▶ _Provided data_
PR #267, opened 2021-04-01
Added raspberry_bsp package

TamaMcGlinn:
Hi Alex,

The package itself works well enough for a 1.0 release, as you can blink LEDs and access buttons on the raspberry pi.
However, it's unclear how to add this to alire, since you have modified the release distribution method heavily since writing the Contributing.md guide. That still says to make a .tar.gz and get it's hash, but I think you support direct commit hashes now. It also says:

> Note that, as of this writing (Dec 2019), only development branches exist, until the first stable release of alr is made.

So it's also not clear how to decide between these two branches. The stability of the alr tool itself doesn't seem to have any bearing on the stability of packages.

Currently, I get this error:

> error: Malformed shelf folder name: /home/tama/.config/alire/indexes/community/repo/index

Finally, I would strongly recommend you allow the opening of issues on the alire-index project itself. I am sure someone would have already noted regarding your Contributing.md guide much earlier, if it were possible to notify you of that without a pull request.

### DIFF
--- a/index/ra/raspberry_bsp/raspberry_bsp-1.0.0.toml
+++ b/index/ra/raspberry_bsp/raspberry_bsp-1.0.0.toml
@@ -1,0 +1,16 @@
+name = "raspberry_bsp"
+description = "Board Support package for Raspberry PI v1, v2 and B+"
+version = "1.0.0"
+
+authors = ["Tama McGlinn"]
+maintainers = ["Tama McGlinn <t.mcglinn@gmail.com>"]
+maintainers-logins = ["TamaMcGlinn"]
+
+licenses = "MIT"
+tags = ["raspberry", "pi"]
+website = "https://github.com/TamaMcGlinn/ada_raspio"
+
+[origin]
+commit = "a15c773223e31c3ba97dc806897ab1feec2ff5a3"
+url = "git+https://github.com/TamaMcGlinn/ada_raspio.git"
+
--- a/index/ra/raspberry_bsp/raspberry_bsp-1.0.0.toml
+++ b/index/ra/raspberry_bsp/raspberry_bsp-1.0.0.toml
@@ -14,3 +14,5 @@ website = "https://github.com/TamaMcGlinn/ada_raspio"
 commit = "a15c773223e31c3ba97dc806897ab1feec2ff5a3"
 url = "git+https://github.com/TamaMcGlinn/ada_raspio.git"
 
+[available."case(os)"]
+windows = false


TamaMcGlinn:
Okay, I figured it out; the contributing.md guide should just say to run alr publish and follow the instructions in there.

TamaMcGlinn:
The build fails on windows because the bcm2835 library is not installed to D:/usr/local/lib. In principle, it should be perfectly usable on windows, provided you have that library installed somewhere, and you have a crosscompiler to raspberry pi up and running. How would I indicate to the CI that this library should first be installed?

onox:
> How would I indicate to the CI that this library should first be installed?

AFAIK you need to create an Alire crate for each external library. See https://github.com/alire-project/alire-index/tree/stable-1.0/index/li for some examples. Alire on Windows uses the msys2 distribution, but I don't think it's available there. Is the library open source under a license that allows distribution and modifications? In that case you may want to put it on Github with an alire.toml file and make sure it builds through gprbuild. Then you can reference that crate in your raspberry_bsp crate.

onox:
If that BCM library is always installed in some specific well-known location on Windows, then there is another trick you might try: 

Move the import of `bcm2835_library` to some OS dependent .gpr file (one for Linux and one for Windows), each importing the appropriate version of the bcm2835 lib (`bcm2835_linux` and `bcm2835_windows`)

In your alire.toml file you can then write:

```toml
[project-files.'case(os)']
linux = ["raspberry_bsp_linux.gpr"]
windows = ["raspberry_bsp_windows.gpr"]
```

Both these files can import `raspberry_bsp` containing all the Alire stuff. See https://github.com/onox/awt/blob/master/awt-linux.gpr for an example.

But this would result in 5 .gpr files and users need to manually install that BCM library.

mosteo:
> Finally, I would strongly recommend you allow the opening of issues on the alire-index project itself. I am sure someone would have already noted regarding your Contributing.md guide much earlier, if it were possible to notify you of that without a pull request.

Hi @TamaMcGlinn , thanks for you contribution and feedback. We are currently centralizing all work, docs, issues, etc, at https://github.com/alire-project/alire . I'll take care of fixing the documentation discrepancies. Also, our latest up-to-date docs should always be at https://alire.ada.dev (for the latest stable version) or the alire github (for the development branch). And, as you mention, the stability of the index is managed independently of the tool itself (currently, only the `stable-1.0` index branch is in use) since the release of `alr 1.0`.

In regard to your issues on Windows, if you want to get your crate merged ASAP, you can disable it on that platform until the necessary dependencies are available, with an available entry:

```
[available."case(os)"]
windows = false
```

A more complete solution would be, as @onox suggested, to submit currently missing dependencies, even if they're not available in all platforms. This will ensure that, for platforms that don't have them, the build is skipped automatically. That means that you can submit the external crate definition and, for windows, leave it unset (or provide a [hint external](https://alire.ada.dev/docs/#external-releases) indicating that it must be installed by hand).

Here is an example of an external definition where Windows is left out of the picture: https://github.com/alire-project/alire-index/blob/stable-1.0/index/li/libx11/libx11-external.toml

Let me know if you need guidance with anything else.

Fabien-Chouteau:
> Move the import of `bcm2835_library` to some OS dependent .gpr file (one for Linux and one for Windows), each importing the appropriate version of the bcm2835 lib (`bcm2835_linux` and `bcm2835_windows`)

Actually it's better to set the library path depending on the OS package manager:
https://github.com/alire-project/alire-index/blob/f545e1b830db1dc84489ad6967237fde589ee223/index/sd/sdlada/sdlada-2.5.4-1.toml#L51

The less gpr project files the better.

onox:
> Actually it's better to set the library path depending on the OS package manager

Ah, didn't know about this. Less gpr files would indeed be better.

mosteo:
I'm a bit out of the loop here... @TamaMcGlinn , should this crate build be succeeding on Windows?

TamaMcGlinn:
I appreciate the thoughts on how to include a dependency that is operating system dependent. I think, though, that it doesn't make a lot of sense to split this into a separate bcm2835 package, as the only intent of the raspberry_bsp package is to provide a nice type-safe Ada binding to bcm2835. However, it would be nice if possible, to make the following steps somehow automatic, and I think we could achieve that by putting the sources of bcm2835 into this repo. From the readme:

```
wget http://www.airspayce.com/mikem/bcm2835/bcm2835-1.68.tar.gz
tar zxvf bcm2835-1.68.tar.gz
cd bcm2835-1.68/
./configure
make
sudo make check
sudo make install
```

However, maybe it is still better to upload bcm2835 as a separate alire package. That would have the advantage that if someone decides my binding isn't right, they can still reuse that alire package to build their own abstraction on.

mosteo:
> to make the following steps somehow automatic,

That could be achieved with an `[[actions]]` entry, look for it in https://github.com/alire-project/alire/blob/master/doc/catalog-format-spec.md

Basically you can trigger a script run before the build.

But now that the build is passing, is there something else to wait for? I confess I'm not grasping the finer details in this PR.

TamaMcGlinn:
For now I'd rather merge this as-is, and do that in a next version. I just checked and it works as long as you follow the steps in the readme.

mosteo (approved):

▶ _The task_
Go through the entries above and write each one out exactly.

▶ _Answer section_
PR #267, opened 2021-04-01
Added raspberry_bsp package

TamaMcGlinn:
Hi Alex,

The package itself works well enough for a 1.0 release, as you can blink LEDs and access buttons on the raspberry pi.
However, it's unclear how to add this to alire, since you have modified the release distribution method heavily since writing the Contributing.md guide. That still says to make a .tar.gz and get it's hash, but I think you support direct commit hashes now. It also says:

> Note that, as of this writing (Dec 2019), only development branches exist, until the first stable release of alr is made.

So it's also not clear how to decide between these two branches. The stability of the alr tool itself doesn't seem to have any bearing on the stability of packages.

Currently, I get this error:

> error: Malformed shelf folder name: /home/tama/.config/alire/indexes/community/repo/index

Finally, I would strongly recommend you allow the opening of issues on the alire-index project itself. I am sure someone would have already noted regarding your Contributing.md guide much earlier, if it were possible to notify you of that without a pull request.

### DIFF
--- a/index/ra/raspberry_bsp/raspberry_bsp-1.0.0.toml
+++ b/index/ra/raspberry_bsp/raspberry_bsp-1.0.0.toml
@@ -1,0 +1,16 @@
+name = "raspberry_bsp"
+description = "Board Support package for Raspberry PI v1, v2 and B+"
+version = "1.0.0"
+
+authors = ["Tama McGlinn"]
+maintainers = ["Tama McGlinn <t.mcglinn@gmail.com>"]
+maintainers-logins = ["TamaMcGlinn"]
+
+licenses = "MIT"
+tags = ["raspberry", "pi"]
+website = "https://github.com/TamaMcGlinn/ada_raspio"
+
+[origin]
+commit = "a15c773223e31c3ba97dc806897ab1feec2ff5a3"
+url = "git+https://github.com/TamaMcGlinn/ada_raspio.git"
+
--- a/index/ra/raspberry_bsp/raspberry_bsp-1.0.0.toml
+++ b/index/ra/raspberry_bsp/raspberry_bsp-1.0.0.toml
@@ -14,3 +14,5 @@ website = "https://github.com/TamaMcGlinn/ada_raspio"
 commit = "a15c773223e31c3ba97dc806897ab1feec2ff5a3"
 url = "git+https://github.com/TamaMcGlinn/ada_raspio.git"
 
+[available."case(os)"]
+windows = false


TamaMcGlinn:
Okay, I figured it out; the contributing.md guide should just say to run alr publish and follow the instructions in there.

TamaMcGlinn:
The build fails on windows because the bcm2835 library is not installed to D:/usr/local/lib. In principle, it should be perfectly usable on windows, provided you have that library installed somewhere, and you have a crosscompiler to raspberry pi up and running. How would I indicate to the CI that this library should first be installed?

onox:
> How would I indicate to the CI that this library should first be installed?

AFAIK you need to create an Alire crate for each external library. See https://github.com/alire-project/alire-index/tree/stable-1.0/index/li for some examples. Alire on Windows uses the msys2 distribution, but I don't think it's available there. Is the library open source under a license that allows distribution and modifications? In that case you may want to put it on Github with an alire.toml file and make sure it builds through gprbuild. Then you can reference that crate in your raspberry_bsp crate.

onox:
If that BCM library is always installed in some specific well-known location on Windows, then there is another trick you might try: 

Move the import of `bcm2835_library` to some OS dependent .gpr file (one for Linux and one for Windows), each importing the appropriate version of the bcm2835 lib (`bcm2835_linux` and `bcm2835_windows`)

In your alire.toml file you can then write:

```toml
[project-files.'case(os)']
linux = ["raspberry_bsp_linux.gpr"]
windows = ["raspberry_bsp_windows.gpr"]
```

Both these files can import `raspberry_bsp` containing all the Alire stuff. See https://github.com/onox/awt/blob/master/awt-linux.gpr for an example.

But this would result in 5 .gpr files and users need to manually install that BCM library.

mosteo:
> Finally, I would strongly recommend you allow the opening of issues on the alire-index project itself. I am sure someone would have already noted regarding your Contributing.md guide much earlier, if it were possible to notify you of that without a pull request.

Hi @TamaMcGlinn , thanks for you contribution and feedback. We are currently centralizing all work, docs, issues, etc, at https://github.com/alire-project/alire . I'll take care of fixing the documentation discrepancies. Also, our latest up-to-date docs should always be at https://alire.ada.dev (for the latest stable version) or the alire github (for the development branch). And, as you mention, the stability of the index is managed independently of the tool itself (currently, only the `stable-1.0` index branch is in use) since the release of `alr 1.0`.

In regard to your issues on Windows, if you want to get your crate merged ASAP, you can disable it on that platform until the necessary dependencies are available, with an available entry:

```
[available."case(os)"]
windows = false
```

A more complete solution would be, as @onox suggested, to submit currently missing dependencies, even if they're not available in all platforms. This will ensure that, for platforms that don't have them, the build is skipped automatically. That means that you can submit the external crate definition and, for windows, leave it unset (or provide a [hint external](https://alire.ada.dev/docs/#external-releases) indicating that it must be installed by hand).

Here is an example of an external definition where Windows is left out of the picture: https://github.com/alire-project/alire-index/blob/stable-1.0/index/li/libx11/libx11-external.toml

Let me know if you need guidance with anything else.

Fabien-Chouteau:
> Move the import of `bcm2835_library` to some OS dependent .gpr file (one for Linux and one for Windows), each importing the appropriate version of the bcm2835 lib (`bcm2835_linux` and `bcm2835_windows`)

Actually it's better to set the library path depending on the OS package manager:
https://github.com/alire-project/alire-index/blob/f545e1b830db1dc84489ad6967237fde589ee223/index/sd/sdlada/sdlada-2.5.4-1.toml#L51

The less gpr project files the better.

onox:
> Actually it's better to set the library path depending on the OS package manager

Ah, didn't know about this. Less gpr files would indeed be better.

mosteo:
I'm a bit out of the loop here... @TamaMcGlinn , should this crate build be succeeding on Windows?

TamaMcGlinn:
I appreciate the thoughts on how to include a dependency that is operating system dependent. I think, though, that it doesn't make a lot of sense to split this into a separate bcm2835 package, as the only intent of the raspberry_bsp package is to provide a nice type-safe Ada binding to bcm2835. However, it would be nice if possible, to make the following steps somehow automatic, and I think we could achieve that by putting the sources of bcm2835 into this repo. From the readme:

```
wget http://www.airspayce.com/mikem/bcm2835/bcm2835-1.68.tar.gz
tar zxvf bcm2835-1.68.tar.gz
cd bcm2835-1.68/
./configure
make
sudo make check
sudo make install
```

However, maybe it is still better to upload bcm2835 as a separate alire package. That would have the advantage that if someone decides my binding isn't right, they can still reuse that alire package to build their own abstraction on.

mosteo:
> to make the following steps somehow automatic,

That could be achieved with an `[[actions]]` entry, look for it in https://github.com/alire-project/alire/blob/master/doc/catalog-format-spec.md

Basically you can trigger a script run before the build.

But now that the build is passing, is there something else to wait for? I confess I'm not grasping the finer details in this PR.

TamaMcGlinn:
For now I'd rather merge this as-is, and do that in a next version. I just checked and it works as long as you follow the steps in the readme.

mosteo (approved):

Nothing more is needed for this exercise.